A key contributor in the faceoff circle, O'Reilly feels his shooting and passing is up to speed, but there are other areas of slight concern.

"Stick battles and just being able to trust it," he said. "I could push it harder, but there's no point.

"It'll just help me down the road." 

And while O'Reilly knows patience is the right call, he's also itching to get back in the fray before the impending post-season battles.

"You can skate all you want and practise all you want," O'Reilly said. "But the feel of the game and the pushing and the competing, that's something that you can't really replicate." 


Leafs winger William Nylander is second on the team in goals (36), assists (45) and points (81), but has struggled of late.

The 26-year-old has just one goal and one assist — both came in a 6-2 victory over Florida on March 23 — over his last eight games.

"Was getting irritated on myself," Nylander said. "Just got to work hard and that stuff will come." 


Toronto went 7-5-2 in March after going 37-15-8 through the schedule's first 60 games.

Keefe isn't thrilled with the month's record, but he saw some good things over the team's recent 3-2-0 road trip and Wednesday's 3-2 overtime loss to Florida.

"We've found a way to defend well and generate chances," he said. 

Keefe added the advanced statistics have largely been in the Leafs' favour, and he's pleased with how the group managed a lot of moving parts following a number of additions — including O'Reilly — prior to the NHL trade deadline.

"We're controlling play really well," he said. "That's a sign things are really coming together, no matter what the lineup has looked like."

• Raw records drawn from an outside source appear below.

PR #845, opened 2018-09-27
Feature/24638 pin gen v2 data service

GuyHarwood:
Data service for 2nd gen pin service


admin/data/sql/migrations/123.do.pupil-eligible-for-pin-gen.view.sql
```diff
@@ -0,0 +1,29 @@
+CREATE VIEW [mtc_admin].vewPupilsEligibleForPinGeneration AS
+SELECT
+ p.id,
+ p.forename,
+ p.lastName,
+ p.dateOfBirth,
+ p.urlSlug,
+ p.school_id,
+ COUNT(chk.id) AS checkCount,
+ IIF(COUNT(chk.id) < 3, 1, 0) AS isRestartAllowed
```
GeorgeChatzigiannis: @GuyHarwood non blocker: Would it be possible to declare 3 as a variable to make this more readable cause otherwise it seems like a magic number.

PR #848, opened 2018-09-28
Fix migrations

jon-shipley:
Edit migration 118

Now takes into account existing data.  Tested on a local DB dump of the dev environment.


GuyHarwood:
@jon-shipley Quite a lot of specs are failing, some of them surrounding the restarts feature.

Is this due to the included change?

PR #850, opened 2018-10-03
Feature/24376 Prevent submission in practice mode

GeorgeChatzigiannis:
- Prevent check submission on pupil spa when practice toggle (config) is enabled
- Prevent check complete sas token generation if the batch of checks generated are non-live (familiarisation)

### DIFF
--- a/admin/services/check-start.service.js
+++ b/admin/services/check-start.service.js
@@ -279,7 +279,7 @@ checkStartService.prepareCheckQueueMessages = async function (checkIds) {
       questions: checkFormService.prepareQuestionData(JSON.parse(o.checkForm_formData)),
       config: config
     }
-    if (hasLiveChecks) {
+    if (o.check_isLiveCheck) {
       message.tokens.checkComplete = {
         token: checkCompleteSasToken.token,
         url: checkCompleteSasToken.url
--- a/admin/services/check-start.service.js
+++ b/admin/services/check-start.service.js
@@ -211,7 +211,7 @@ checkStartService.pupilLogin = async function (pupilId) {
 /**
  * Query the DB and put the info into messages suitable for placing on the prepare-check queue
  * The message needs to contain everything the pupil needs to login and take the check
- * @param CheckIds
+ * @param checkIds
  * @return {Promise<Array>}
  */
 checkStartService.prepareCheckQueueMessages = async function (checkIds) {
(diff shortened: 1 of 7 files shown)


pupil-spa/src/app/services/check-complete/check-complete.service.spec.ts
```diff
@@ -22,6 +22,13 @@ let submissionService: SubmissionService;
 let tokenService: TokenService;
 
 describe('CheckCompleteService', () => {
+  const getItemMock = (arg, isPractice) => {
+    if (arg === 'config') {
```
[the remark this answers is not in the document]
GeorgeChatzigiannis: @GuyHarwood this in case the check complete service includes in the future different `storageService` `getItem` calls.
For the particular one we only want to return a fake config object if the caller's argument was `config`.

admin/services/check-start.service.js
```diff
@@ -227,9 +227,14 @@ checkStartService.prepareCheckQueueMessages = async function (checkIds) {
   const checks = await checkFormAllocationDataService.sqlFindByIdsHydrated(checkIds)
   const sasExpiryDate = moment().add(config.Tokens.sasTimeOutHours, 'hours')
 
+  const hasLiveChecks = R.all(c => R.equals(c.check_isLiveCheck, true))(checks)
```
GuyHarwood: my only concern here would be if there is a situation where there could be a mix of live/practice checks?  although my understanding is that a batch will always be all practice or all live?

GeorgeChatzigiannis: @GuyHarwood as far as I see this is being called when familiarisation pins are generated and when live pins are generated.
It appears that with the current implementation we will never have a mixture of live/practice checks at that level.

pupil-spa/src/app/services/check-complete/check-complete.service.spec.ts
```diff
@@ -67,24 +75,34 @@ describe('CheckCompleteService', () => {
...
       expect(addEntrySpy.calls.all()[0].args[0].type).toEqual('CheckSubmissionApiCalled');
       expect(submissionService.submitData).toHaveBeenCalledTimes(1);
     });
+    it('submit should return if the app is configured to run in practice mode', async () => {
+      const addEntrySpy = spyOn(auditService, 'addEntry');
+      spyOn(storageService, 'getItem').and.callFake(arg => getItemMock(arg, true));
+      spyOn(submissionService, 'submitData');
+      await checkCompleteService.submit(Date.now());
+      expect(addEntrySpy).toHaveBeenCalledTimes(0);
+      expect(submissionService.submitData).toHaveBeenCalledTimes(0);
```
danwilliams: I'm just trying to decide whether `.toHaveBeenCalledTimes(0);` would look better as `.not.toHaveBeenCalled()` - but that's a pretty minor comment really.

PR #852, opened 2018-10-04
Feature/24490 Preserve preparedCheck entry in practice mode

GeorgeChatzigiannis:
- On pupil app practice config variable is passed to the check-started payload 
- `check-started` function can identify if the check is running on familiarisation and prevent deletion of preparedCheck

### DIFF
--- a/functions/check-started/index.js
+++ b/functions/check-started/index.js
@@ -1,7 +1,6 @@
 'use strict'
 
 const moment = require('moment')
-const R = require('ramda')
 const winston = require('winston')
 const uuid = require('uuid/v4')
 const { TYPES } = require('tedious')
--- a/functions/check-started/index.js
+++ b/functions/check-started/index.js
@@ -32,9 +32,11 @@ module.exports = async function (context, checkStartMessage) {
     throw error
   }
 
-  // Delete the row in the preparedCheck table - prevent pupils logging in again.
+  // Delete the row in the preparedCheck table for live checks only - prevent pupils logging in again.
   try {
-    await deleteFromPreparedCheckTableStorage(azureTableService, checkStartMessage.checkCode, context.log)
+    if (!checkStartMessage.practice) {
+      await deleteFromPreparedCheckTableStorage(azureTableService, checkStartMessage.checkCode, context.log)
+    }
     context.log('SUCCESS: pupil check row deleted from preparedCheck table')
   } catch (error) {
     context.log.error(`ERROR: unable to delete from table storage for [${checkStartMessage.checkCode}]`)
--- a/functions/check-started/index.js
+++ b/functions/check-started/index.js
@@ -11,6 +11,7 @@ const config = require('../config')
 winston.level = 'error'
 sqlService.initialise(config)
 const { deleteFromPreparedCheckTableStorage, getPromisifiedAzureTableService } = require('../lib/azure-storage-helper')
+const sqlUtil = require('../lib/sql-helper')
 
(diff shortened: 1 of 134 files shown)


functions/check-started/index.js
```diff
@@ -32,9 +32,11 @@ module.exports = async function (context, checkStartMessage) {
     throw error
   }
 
-  // Delete the row in the preparedCheck table - prevent pupils logging in again.
+  // Delete the row in the preparedCheck table for live checks only - prevent pupils logging in again.
   try {
```
GuyHarwood: the problem with this is that you are trusting the client payload to be correct.  You should be looking this up in the main database via checkCode to determine how the flag is set.

functions/check-started/index.js
```diff
@@ -32,10 +33,14 @@ module.exports = async function (context, checkStartMessage) {
     throw error
   }
 
-  // Delete the row in the preparedCheck table - prevent pupils logging in again.
+  // Delete the row in the preparedCheck table for live checks only - prevent pupils logging in again.
   try {
-    await deleteFromPreparedCheckTableStorage(azureTableService, checkStartMessage.checkCode, context.log)
-    context.log('SUCCESS: pupil check row deleted from preparedCheck table')
+    const check = await sqlFindCheckByCheckCode(checkStartMessage.checkCode, context.log)
+    context.log('check: ', check)
```
jon-shipley: This check var looks like debug. Perhaps it should be removed?

functions/check-started/index.js
```diff
@@ -32,10 +33,14 @@ module.exports = async function (context, checkStartMessage) {
...
 
-  // Delete the row in the preparedCheck table - prevent pupils logging in again.
+  // Delete the row in the preparedCheck table for live checks only - prevent pupils logging in again.
   try {
-    await deleteFromPreparedCheckTableStorage(azureTableService, checkStartMessage.checkCode, context.log)
-    context.log('SUCCESS: pupil check row deleted from preparedCheck table')
+    const check = await sqlFindCheckByCheckCode(checkStartMessage.checkCode, context.log)
+    context.log('check: ', check)
+    if (check.isLiveCheck) {
+      await deleteFromPreparedCheckTableStorage(azureTableService, checkStartMessage.checkCode, context.log)
```
jon-shipley: 💯

functions/check-started/index.js
```diff
@@ -91,3 +97,26 @@ async function updateAdminDatabaseForCheckStarted (checkCode, startedAt, logger)
...
   }
 }
+
+/**
+ * Fetch check record based on check code
+ * @param {String} checkCode - the unique GUID that identifies the check in the admin DB
+ * @param {Function} logger
+ * @return {Object} check record
+ */
+async function sqlFindCheckByCheckCode (checkCode, logger) {
```
jon-shipley: You don't need to write this function again - just import '../lib/sql-helper' into the function.  There is an example usage like this in completed-check.

functions/check-started/index.js
GuyHarwood: i would agree.  if the object is sizeable then it creates a lot of noise in the logs

GeorgeChatzigiannis: @jon-shipley @GuyHarwood this is removed.

functions/check-started/index.js
GeorgeChatzigiannis: thanks @jon-shipley, didn't spot that helper. I have updated based on that recommendation.

PR #858, opened 2018-10-05
Feature/24788 last beep after webspeech

danwilliams:


danwilliams:
@GeorgeChatzigiannis Good point, yes; I agree 😄 Added!

PR #859, opened 2018-10-05
Feature/24789 spa webspeech leave active state button

danwilliams:


pupil-spa/src/app/services/speech/speech.service.ts
```diff
@@ -107,6 +109,8 @@ export class SpeechService implements OnDestroy {
 
     this.utterancesGC.push(utterance);
     this.synth.speak(sayThis);
+
+    return new Promise((resolve) => resolve());
```
GeorgeChatzigiannis: @danwilliams what is the purpose of returning a Promise which all it does is resolve?
Can you elaborate on that one please?
I would expect this method to either be void or returned on the line above.

danwilliams: I’ve used that to await it in the other components before setting the ‘active’ state on the buttons, but you’re right with it being redundant... as, the function being async will return a promise anyway, so I’ve removed it 😄 👍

Keefe wouldn't name a starting goaltender for Saturday's game in Ottawa or Sunday's home date with Detroit, but has indicated he wants Ilya Samsonov to see more road action and have Matt Murray get going at Scotiabank Arena.

Samsonov is 18-2-3 at home with a .927 save percentage and a 2.00 goals-against average, but just 6-7-1 with an .892 save percentage and 3.32 GAA on the road.

Murray, meanwhile, is 5-2-1 with an .880 save percentage and a 3.37 GAA in Toronto, and 9-6-1 with a .915 save percentage and a 2.75 GAA on the highway.


Noel Acciari, the other piece in the O'Reilly deal, won't play this weekend because of a neck/whiplash injury that saw him sit out Wednesday.

Fellow forward Wayne Simmonds (illness) also missed practice, which opened the door for Radim Zohorna, 26, to be recalled from the American Hockey League's Toronto Marlies on an emergency basis.

The six-foot-six winger, who could play Saturday, was acquired from Calgary on March 3 and has 33 games of NHL experience.

It was a scramble to get Zohorna into the Leafs' practice facility — the team shares its digs with the Marlies — Friday morning.

"He didn't even know how to get (into) this side of the building," Keefe said. "He's new for me, new for our staff."